PR #10855, opened 2024-09-17
standardize image url

### LINKED ISSUE #10831: Standardize the image_url field of the Search API so that it uses regular URLs instead of base64 for all result types

Currently, image_url returns base64 URLs for files and dataverses, while it returns a regular URL for datasets. The goal is to standardize all URLs to use the same format. We have chosen to use regular URLs instead of base64 for all cases.

API User

https://github.com/IQSS/dataverse/pull/10811#discussion_r1750411773

Use regular URLs in image_url fields for all result types of the Search API.

None

https://github.com/IQSS/dataverse/pull/10811

Yes

stevenwinship:
**What this PR does / why we need it**: Currently, image_url returns base64 URLs for files and dataverses, while it returns a regular URL for datasets. The goal is to standardize all URLs to use the same format. We have chosen to use regular URLs instead of base64 for all cases.

**Which issue(s) this PR closes**:https://github.com/IQSS/dataverse/issues/10831

Closes #10831 

**Suggestions on how to test this**: SearchIT has a test for datafiles. Collection test can be done manually by adding a logo and calling a search. verify that the image_url is there and is reachable.

**Is there a release notes update needed for this change?**: Yes, since this changes the body of the search response

**Additional documentation**:

### DIFF
--- a/doc/release-notes/10831-standardize-image-url-of-search-api.md
+++ b/doc/release-notes/10831-standardize-image-url-of-search-api.md
@@ -1,0 +1,28 @@
+Search API (/api/search) response will now include new image_url format for the Datafile and Dataverse logo.
+Note to release not writer: this supersedes the release note 10810-search-api-payload-extensions.md
+
+For Dataverse:
+
+- "image_url" (optional)
+
+```javascript
+"items": [
+    {
+        "name": "Darwin's Finches",
+        ...
+        "image_url":"/api/access/dvCardImage/{identifier}"
+(etc, etc)
+```
+
+For DataFile:
+
+- "image_url" (optional)
+
+```javascript
+"items": [
+    {
+        "name": "test.txt",
+        ...
+        "image_url":"/api/access/datafile/{identifier}?imageThumb=true"
+(etc, etc)
+```
--- a/doc/release-notes/10831-standardize-image-url-of-search-api.md
+++ b/doc/release-notes/10831-standardize-image-url-of-search-api.md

━━━━━━

WHAT IS NEEDED. Exactly repeat the lines above, from the opening line through the one with "the search response", and include nothing else.

RESULT OF THIS TASK.
PR #10855, opened 2024-09-17
standardize image url

### LINKED ISSUE #10831: Standardize the image_url field of the Search API so that it uses regular URLs instead of base64 for all result types

Currently, image_url returns base64 URLs for files and dataverses, while it returns a regular URL for datasets. The goal is to standardize all URLs to use the same format. We have chosen to use regular URLs instead of base64 for all cases.

API User

https://github.com/IQSS/dataverse/pull/10811#discussion_r1750411773

Use regular URLs in image_url fields for all result types of the Search API.

None

https://github.com/IQSS/dataverse/pull/10811

Yes

stevenwinship:
**What this PR does / why we need it**: Currently, image_url returns base64 URLs for files and dataverses, while it returns a regular URL for datasets. The goal is to standardize all URLs to use the same format. We have chosen to use regular URLs instead of base64 for all cases.

**Which issue(s) this PR closes**:https://github.com/IQSS/dataverse/issues/10831

Closes #10831 

**Suggestions on how to test this**: SearchIT has a test for datafiles. Collection test can be done manually by adding a logo and calling a search. verify that the image_url is there and is reachable.

**Is there a release notes update needed for this change?**: Yes, since this changes the body of the search response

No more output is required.